Computer bus used on VAX computers

The Digital Storage Systems Interconnect (DSSI) is a computer bus developed by Digital Equipment Corporation for connecting storage devices and clustering VAX systems. It was designed as a smaller and lower-cost replacement for the earlier DEC Computer Interconnect that would be more suitable for use in office environments. DSSI was superseded by Parallel SCSI.

It was introduced in 1988 and has a bandwidth of 32 Mbit/s (4 MB/sec) and was typically limited to a length of 25 m.

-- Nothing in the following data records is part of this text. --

PR #829, opened 2026-08-18
Add remote app installation

szdziedzic:
## Summary

- add an `install-app` tool that downloads and installs Android or iOS simulator builds from remote URLs
- support direct APKs and ZIP/tar artifacts, including nested CI and GitHub artifact wrappers
- resolve Android package names and iOS bundle identifiers automatically, including binary Android manifests and binary plists on non-macOS hosts
- install in place on local Android/iOS and remote iOS simulators while preserving `reinstall-app` clean-reset semantics
- document the URL-first workflow in Argent's device interaction skills

## Artifact and network hardening

- pin each HTTP(S) socket to the exact public address returned by the validation DNS lookup, including every redirect hop
- drop all caller-provided headers when a redirect changes origin and destroy redirect/error response bodies
- reject private, local, reserved, documentation, and mixed public/private DNS destinations
- move ZIP safety policy into `@argent/archive`
- stream regular ZIP entries with actual-output bounds; tightly bound buffered manifest and symlink reads
- reject ZIP traversal, nested symlink writes, unsupported entries, deceptive sizes, excessive entries, and archive bombs
- count actual gzip output before extraction instead of trusting the wrapping ISIZE trailer
- support safe multi-entry tarballs such as app + dSYM or APK + Gradle metadata
- share cancellable adb/simctl install primitives with `reinstall-app`, including explicit kill signals

## Motivation and user impact

CI and EAS builds are often available only as remote artifacts. Agents currently need a local build path before Argent can install them. With this change, an agent can pass a device ID and artifact URL to `install-app`, optionally with authentication headers, and receive the resolved package or bundle ID for a subsequent launch. Existing app data is retained when the platform supports an in-place update.

## Validation

- `npm run build`
- `npm run lint`
- test typechecks for `@argent/archive`, `@argent/tool-server`, and `@argent/tools-client`
- `@argent/archive`: 15 tests passed
- focused install-app, catalog, and interaction-message coverage: 103 tests passed
- full `@argent/tool-server`: 4,311 passed, 1 skipped across 349 test files
- full `@argent/tools-client`: 191 passed across 12 test files


filip131311:
Could you move the new skill guidance out of the shared skills and into a small dedicated one (e.g. `argent-remote-tool-server-interact`)?

Right now the PR adds the `install-app` section, the "Choosing the Right Tool" row, the Android/iOS gotchas to `argent-device-interact/SKILL.md`, plus two table rows in `argent-react-native-app-workflow/SKILL.md`. Installing from a remote artifact URL is a niche flow (CI/EAS builds, usually with a remote tool-server) – for most agents working against a local checkout this is noise in skills they load on every session, and it pushes the already long `argent-device-interact` description/table further.

Suggestion:

- new skill `argent-remote-tool-server-interact` holding the `install-app` section as written (the `{ "udid", "url" }` example, in-place vs `reinstall-app` semantics, `headers` only for authenticated URLs, public-host requirement, the device-only IPA gotcha)
- keep `argent-device-interact` and `argent-react-native-app-workflow` unchanged, or at most a one-line pointer to the new skill

The tool description itself already carries enough for discovery, so nothing is lost for agents that need it.

PR #830, opened 2026-08-18
feat(cli): run every flow `argent flow list` prints when `argent flow run` is given no argument

j-piasecki:
Subdirectories included, because the two commands now walk one function:
what one covers the other cannot miss, and the agreement is structural
rather than two rule sets kept in step by hand.

The merge settles a skip set they had disagreed on in both directions.
`list` descended into dot-directories and `node_modules` but skipped
`__baselines__`; a recursive `run` did the opposite. All three are skipped
now. That narrows `list`: a flow under `.argent/flows/.hidden/` is no longer
printed, though a path typed straight at it still runs.

An empty argument is refused rather than read as no argument at all.
`argent flow run "$FLOW"` with the variable unset resolves to the current
directory, which would batch every flow found there.


packages/argent-cli/src/flow.ts
```diff
@@ -188,6 +197,17 @@ export function parseRunArgs(argv: string[]): {
...
     }
+    // An empty token names nothing, and it must not be read as "no argument":
+    // it would resolve to the current directory and batch every flow found
+    // there. Reachable as `argent flow run "$FLOW"` with the variable unset.
+    // Ordered after the duplicate check, which owns `run checkout ""`: a flow
+    // was named, so "omit the argument" would be the wrong correction.
+    if (tok === "") {
+      throw new FlagParseException(
+        `flow run requires a flow name, a YAML file path, or a directory path; ` +
+          `omit the argument to run every flow in ${FLOWS_DIR}`
```
latekvo: \[[Diplomat](https://github.com/latekvo/Diplomat), Opus 5\]: `argent flow run "" checkout` reaches this throw rather than the duplicate check above it: the empty token is the *first* positional, so `out.flowRef` is still undefined and the ordering this comment describes does not apply. The operator is then told to "omit the argument to run every flow in .argent/flows" for a command in which a flow *was* named — following that correction batches the whole saved suite instead of running `checkout`. The mirrored spelling gets the other message.

Observed against the built CLI at 759dc2f36:

```
$ argent flow run "" checkout
Error: flow run requires a flow name, a YAML file path, or a directory path; omit the argument to run every flow in .argent/flows
$ argent flow run checkout ""
Error: unexpected argument ""; flow run accepts one flow name, YAML file path, or directory path
```

Same result calling `parseRunArgs(["", "checkout"])` and `parseRunArgs(["checkout", ""])` directly against `packages/argent-cli/dist/flow.js`.

packages/argent-cli/src/flow.ts
```diff
@@ -1299,20 +1311,34 @@ export async function flow(argv: string[], options: FlowCommandOptions): Promise
...
+        `Pass a flow name, a YAML file path, or a directory path to run a flow kept elsewhere.`
+    );
+    return exitAfterFlush(2);
+  }
   if (isDirectory) {
-    return runFlowDirectory(resolvedPath, args, projectRoot, options);
+    return runFlowDirectory(resolvedPath, args, recursive, projectRoot, options);
   }
+  // The flag as typed, not the effective mode: this explains --recursive, and
+  // a bare run never passed it.
```
latekvo: \[[Diplomat](https://github.com/latekvo/Diplomat), Opus 5\]: `argent flow run --recursive` is an argument-less run that does pass the flag — the test added at `packages/argent-cli/test/flow.test.ts:454` calls exactly that argv (`flow(["run", "--recursive"], opts)`) and names it "a bare `--recursive` run" — so the reason given here is not the reason this read is safe.

What actually makes the two readings equivalent at this point is that a defaulted ref can never reach this line: it returns either at the `isDirectory` dispatch or at the `defaulted && !isDirectory` arm above it. That matches what the suite says — replacing `args.recursive` with `recursive` at this branch in a sandbox copy leaves all 104 tests in `packages/argent-cli/test/flow.test.ts` green, because the distinction is not observable from any input. The cost is that someone later moving or relaxing either of the two arms above would be leaning on a stated invariant that does not hold.

packages/skills/skills/argent-create-flow/references/flow-yaml.md
```diff
@@ -192,7 +192,7 @@ A `run:` target is a YAML path resolved against the directory of the flow file c
 
 ## Snapshots and standalone runs
 
-`argent flow run <name> [--device <id>] [--platform ios|android|chromium|vega] [--update-baselines] [--output <dir>] [--json]` runs without an LLM and exits non-zero on failure.
+`argent flow run <name> [--device <id>] [--platform ios|android|chromium|vega] [--update-baselines] [--output <dir>] [--json]` runs without an LLM and exits non-zero on failure. `<name>` also takes a YAML path or a directory, which runs every flow in it; add `-r` to include subdirectories. Omit it to run every flow `argent flow list` prints, which is all of `.argent/flows`, subdirectories included.
```
latekvo, line 201: \[[Diplomat](https://github.com/latekvo/Diplomat), Opus 5\]: `packages/docs/docs/reference/flow-yaml.mdx` on `main` mirrors this same command surface and still describes the pre-change behaviour. It landed in 36aa14a5f, after this branch's merge base, which is why it is not in the diff — but it is in the tree this merges into.

From `git show origin/main:packages/docs/docs/reference/flow-yaml.mdx`:

```
249:| `argent flow run <dir>`       | Run every flow in the directory, one after the other |
250:| `argent flow list`            | List the flow files in `.argent/flows`               |
258:| `-r, --recursive`    | With a directory, also run the flows in subdirectories. Dot-directories and `node_modules` are skipped |
```

The forms table (247-250) has no argument-less row, so the shipped docs list three `run` forms where the CLI now has four. Line 258 states the skip set as two directories; after this change it is three, since `__baselines__` joins it — that sentence becomes untrue as written. And the `flow list` row does not mention that the command now skips anything at all, which it did not before this change: on the same fixture, `origin/main`'s `flow list` printed `.argent/flows/.hidden/hiddenflow.yaml` and `.argent/flows/node_modules/depflow.yaml`, and this branch's does not.

`packages/docs/docs/features/flows.mdx:56` carries the same three-form enumeration ("The command runs one flow, a flow file in a different location, or all flows in a directory").

latekvo (commented):
\[[Diplomat](https://github.com/latekvo/Diplomat), Opus 5\]: Reviewed 759dc2f364e885f2595d6178d52083cd5c8e4678 in a worktree with the workspace and the `@swmansion/argent` bundles built, driving the real `argent flow …` entry point (`packages/argent/dist/cli.js`) against a live iOS simulator through an auto-started tool-server.

What I ran: `flow list` and a bare `flow run` on a tree carrying nested flows at two depths plus `__baselines__/`, `.hidden/` and `node_modules/` — both produced the same three paths in the same order, and the batch dispatched exactly those to `flow-execute`; the same tree through `flow run .argent/flows -r` and `flow run .argent/flows/` (identical dispatch); a symlinked flow file, a directory-symlink cycle and a broken symlink (the walk terminates, the link runs under its own name, the broken one is dropped); `.argent/flows` missing, empty, holding only skipped directories, present as a file, and unreadable; `flow run ""` and `flow run -- ""`; a batch containing an invalid YAML (exit 1) against an all-pass batch (exit 0); `--json` and `--output` on a bare run with same-stem flows in three directories. Each was compared against `origin/main`'s `flow.ts` built in a second tree — `flow list` there printed 5 paths on the fixture where this branch prints 3, which matches the narrowing the description states.

Mutation pass in a sandbox copy: each arm of `isSkippedFlowDir`, `args.recursive || defaulted`, the `!defaulted` in the stat catch, the `-r` hint's effective-mode read, the empty-token guard, the `defaulted && !isDirectory` arm, and `?? FLOWS_DIR` each fail between 1 and 6 tests, so the new behaviour is pinned. `prettier --check`, `eslint --max-warnings 0`, `typecheck:tests`, `@argent/cli` (468 tests) and `@swmansion/argent` (80 tests) all pass.

Three notes below. One problem found outside this diff, present on `main` and on the merge base alike, is filed separately as #937.

packages/argent-cli/src/flow.ts
```diff
@@ -188,6 +197,17 @@ export function parseRunArgs(argv: string[]): {
         `unexpected argument ${JSON.stringify(tok)}; flow run accepts one flow name, YAML file path, or directory path`
       );
     }
+    // An empty token names nothing, and it must not be read as "no argument":
```
latekvo: \[[Diplomat](https://github.com/latekvo/Diplomat), Opus 5\]: The rationale here pairs the hazard with the wrong reading. Reading `""` as "no argument" is the one thing the rest of this PR makes safe: `out.flowRef` stays undefined, `defaulted` becomes true, and `flowRef = args.flowRef ?? FLOWS_DIR` sends the run to `.argent/flows`, recursively. The current-directory batch comes from the opposite reading - storing `""` as the ref, where `resolveFlowRef("")` hands back `suppliedPath = ""` and `path.resolve(projectRoot, "")` collapses to cwd. The comment attributes the outcome the guard exists to prevent to the one reading that cannot produce it, and it contradicts the message thrown two lines below, which tells the operator that omitting the argument runs every flow in `.argent/flows`.

The same inverted claim is the stated justification in two of the added tests - `packages/argent-cli/test/flow.test.ts:254` ("Nor does it mean \"no argument\": that reading resolves to the current directory and batches every flow under it") and `test/flow.test.ts:496` ("Read as \"no argument\", the empty string resolves to the current directory and batches every flow under it") - so all three sites tell a maintainer that this PR's defaulted path lands in the current working directory.

Observed at 759dc2f364e885f2595d6178d52083cd5c8e4678 by running the two readings side by side against one fixture holding `cwdflow.yaml` at the project root plus `.argent/flows/saved.yaml` and `.argent/flows/suite/nested.yaml`, driving `flow(["run", ""], opts)` with the tools client mocked:

```
guard deleted, so "" is STORED as the flow ref
    -> exit 0, dispatched ["cwdflow.yaml"]

guard replaced by `if (tok === "") return;`, so "" is genuinely READ AS "no argument"
    -> exit 0, dispatched [".argent/flows/saved.yaml", ".argent/flows/suite/nested.yaml"]
```

The guard itself lands on the right side; it is the reason recorded for it that is reversed. (The ordering sentence two lines below is a separate thread.)

packages/argent-cli/src/flow.ts
```diff
@@ -1236,21 +1246,23 @@ export async function flow(argv: string[], options: FlowCommandOptions): Promise
...
     throw err;
   }
-  if (!args.flowRef) {
-    console.error(
-      "argent flow run <flow|flow.yaml|dir> requires a flow name, a YAML file path, or a directory path."
-    );
-    printHelp();
-    return exitAfterFlush(2);
-  }
+  // A bare `run` means the default flows directory, so "run everything I have
```
latekvo, line 1139: \[[Diplomat](https://github.com/latekvo/Diplomat), Opus 5\]: "the two spellings cannot drift; what it adds is recursion" - recursion is not all it adds. The same diff makes `defaulted` gate two operator-visible branches below this comment: the `!defaulted` term at line 1317 excludes the argument-less spelling from the "Flow directory not found" arm that a typed `.argent/flows -r` gets, and `if (defaulted && !isDirectory)` at line 1326 is an arm that exists only for it. For one and the same resolved target, the spellings print three different things.

From an empty directory with no `.argent`, at 759dc2f364e885f2595d6178d52083cd5c8e4678:

```
$ argent flow run
No .argent/flows directory in the current working directory.
Pass a flow name, a YAML file path, or a directory path to run a flow kept elsewhere.
EXIT=2

$ argent flow run .argent/flows -r
Flow directory not found: /…/c6fix/.argent/flows
EXIT=2

$ argent flow run .argent/flows
Flow path must end in .yaml: .argent/flows
EXIT=2
```

The divergence is deliberate and two of the added tests pin it ("exits 2 with a directory message when a bare run finds no .argent/flows", "keeps the missing-directory message on a bare --recursive run"), so it is the sentence that is wrong rather than the code. It matters because it is the sentence a maintainer reaches for when deciding whether the `!defaulted` term at 1317 is redundant - and the comment on line 1336 is currently justified by a different reading of the same question (separate thread on that one).

packages/argent-cli/src/flow.ts
```diff
@@ -1236,21 +1246,23 @@ export async function flow(argv: string[], options: FlowCommandOptions): Promise
...
+  // saved" costs no argument. It resolves and dispatches exactly as a typed
+  // path does, so the two spellings cannot drift; what it adds is recursion,
+  // because a bare run is the run half of `flow list` and must cover the very
+  // set that command prints. Only this form implies it: a typed directory
+  // still runs what the operator spelled and nothing below it without -r.
+  const flowRef = args.flowRef ?? FLOWS_DIR;
```
latekvo, line 1146: \[[Diplomat](https://github.com/latekvo/Diplomat), Opus 5\]: Making the positional optional applies to every flag combination, including the one destructive flag `run` has. `argent flow run --update-baselines` - the same line with the flow name dropped, or a CI invocation whose `$FLOW` expanded away unquoted - now walks `.argent/flows` recursively and sends `updateBaselines: true` for every flow it finds. `flow-visual.ts:294-296` then does an unconditional `fs.copyFile(currentPath, baselinePath)`, so whatever the app happens to show becomes the new baseline for the whole project. At the merge base that argv was refused before any tool call.

The quoted spelling of the same accident is guarded: `argent flow run "" --update-baselines` exits 2 with "omit the argument to run every flow in .argent/flows" and makes no tool call. The unquoted one reaches the device.

Observed at 759dc2f364e885f2595d6178d52083cd5c8e4678 against merge base 5d8fc107994f40664c78d21715dbe730f84fc6db, fixture `.argent/flows/{checkout,login}.yaml` plus `.argent/flows/suite/deep.yaml`, driving `flow()` with the tools client mocked:

```
MERGE-BASE 5d8fc1079   flow run --update-baselines  ->  exit 2, 0 tool calls
    argent flow run <flow|flow.yaml|dir> requires a flow name, a YAML file path, or a directory path.

HEAD 759dc2f36         flow run --update-baselines  ->  exit 0, 3 tool calls
    checkout.yaml     updateBaselines=true
    login.yaml        updateBaselines=true
    suite/deep.yaml   updateBaselines=true
```

`argent flow run .argent/flows -r --update-baselines` already reached exactly those three on the merge base, so what changes is not the blast radius but that it is now the zero-argument spelling.

packages/argent-cli/src/flow.ts
```diff
@@ -1299,20 +1311,34 @@ export async function flow(argv: string[], options: FlowCommandOptions): Promise
...
+    if (recursive && !fromName && !defaulted) {
       console.error(`Flow directory not found: ${resolvedPath}`);
       return exitAfterFlush(2);
     }
   }
+  // A defaulted ref addresses that directory or nothing at all, while every
+  // message below is written for a path the operator typed — a missing flows
+  // directory would surface as "Flow path must end in .yaml: .argent/flows",
+  // complaining about a string this run never wrote. Say what happened instead.
+  if (defaulted && !isDirectory) {
```
latekvo, line 1223: \[[Diplomat](https://github.com/latekvo/Diplomat), Opus 5\]: `isDirectory` is left false by any stat failure, not only ENOENT, so this guard asserts absence for a `.argent/flows` that exists and holds flows but could not be stat'd - EACCES on `.argent`, ELOOP on a self-referential link, ENOTDIR on an ancestor. Nothing in the output mentions a read failure, and the recovery line then sends the operator to look for their flows somewhere else.

The nearest twins in the same function do separate the two: the single-file arm splits "Flow file not found" from "Could not read flow file", and `runFlowDirectory` says "Could not read flow directory" for the case where the stat succeeded and the readdir failed.

Observed at 759dc2f364e885f2595d6178d52083cd5c8e4678 with the built CLI, in a project holding `.argent/flows/smoke.yaml` with `chmod 000 .argent`:

```
$ argent flow run
No .argent/flows directory in the current working directory.
Pass a flow name, a YAML file path, or a directory path to run a flow kept elsewhere.
EXIT=2

$ argent flow run smoke              # same project, same permissions
Could not read flow file: /.../.argent/flows/smoke.yaml
EXIT=2

$ chmod 755 .argent && ls .argent/flows
smoke.yaml
```

`ln -s flows .argent/flows` (ELOOP) produces the same "No .argent/flows directory" text. The `flow list` half of this conflation is pre-existing and is filed separately as #960.

packages/argent-cli/src/flow.ts
```diff
@@ -1299,20 +1311,34 @@ export async function flow(argv: string[], options: FlowCommandOptions): Promise
...
+    console.error(
+      `No ${FLOWS_DIR} directory in the current working directory.\n` +
+        `Pass a flow name, a YAML file path, or a directory path to run a flow kept elsewhere.`
```
latekvo: \[[Diplomat](https://github.com/latekvo/Diplomat), Opus 5\]: One of the three forms this line offers cannot work in the state that produced the message, and the message itself is what establishes that state. `resolveFlowRef` turns a bare name into `path.join(FLOWS_DIR, ${ref}.yaml)` (line 969), so a name addresses `.argent/flows` and nothing else - it can neither reach elsewhere nor resolve here, because the line above just said that directory is absent.

Observed at 759dc2f364e885f2595d6178d52083cd5c8e4678, standing in a package subdirectory of a repo whose flows live at the root (`<repo>/.argent/flows/smoke.yaml`):

```
$ argent flow run
No .argent/flows directory in the current working directory.
Pass a flow name, a YAML file path, or a directory path to run a flow kept elsewhere.
EXIT=2

$ argent flow run smoke          # following the advice
Flow file not found: /…/repo/packages/app/.argent/flows/smoke.yaml
No flow named "smoke" is saved there — run `argent flow list` to see the saved flows.
EXIT=2

$ argent flow list               # following that hint
No .argent/flows directory in the current working directory.
EXIT=0
```

Three commands, three dead ends, and the correction that does work - `cd` to the project root, or pass the root's `.argent/flows` - is never named. Same result in an ordinary empty directory, so it is not monorepo-specific.

The two nearest twins in this file both say the opposite, and both are unchanged context: the help at line 108 ("a path is what reaches flows kept elsewhere") and the sibling recovery at line 1400 ("Names run `.argent/flows/<name>.yaml`; pass a path ending in .yaml to run a flow file kept elsewhere"). This line is the only place a name is described as reaching elsewhere.

New here. The merge base rejected a bare run with a usage line that asserts nothing about the filesystem and printed `printHelp()` underneath it, so the reader was handed the "a name … resolved from the current directory" entry along with the complaint; this message asserts the directory is absent and then recommends the one form that requires it, with no help below.

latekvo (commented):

DSSI support was later extended to MIPS-based DECsystems and DEC Alpha-based AlphaServer systems.

DSSI peripherals could be distinguished from narrow SCSI devices by their characteristic five-conductor power connector featuring an extra lead intended for Battery/UPS connection to power critical components in the event of a power failure.

== Characteristics ==

The major characteristics of the DSSI bus are:
- Eight-bit data path
- Up to eight nodes on the bus including variable numbers of initiators and targets
- Distributed arbitration
- Peak bandwidth of 4 megabytes per second
- All systems connected to the same DSSI bus must have a common power/ground.
- "The Q-Bus 5-Enclosure Rule": For Q-bus VMScluster configurations, a maximum of five enclosures, excluding SF200/210s, can be configured on a single DSSI bus. Note that only one (1) SF100 is allowed on any DSSI bus.
- "The VAX 6000 Cabinet Rule": For a VAX 6000 DSSI VMScluster system, a maximum of two or three VAX 6000 systems and one storage cabinet, typically an SF200 or SF210, can be configured on a single DSSI bus.
- Maximum DSSI bus length cannot exceed 27 meters (89 feet) and ground offset voltage cannot exceed 30mv (dc) or 10.5mv (rms).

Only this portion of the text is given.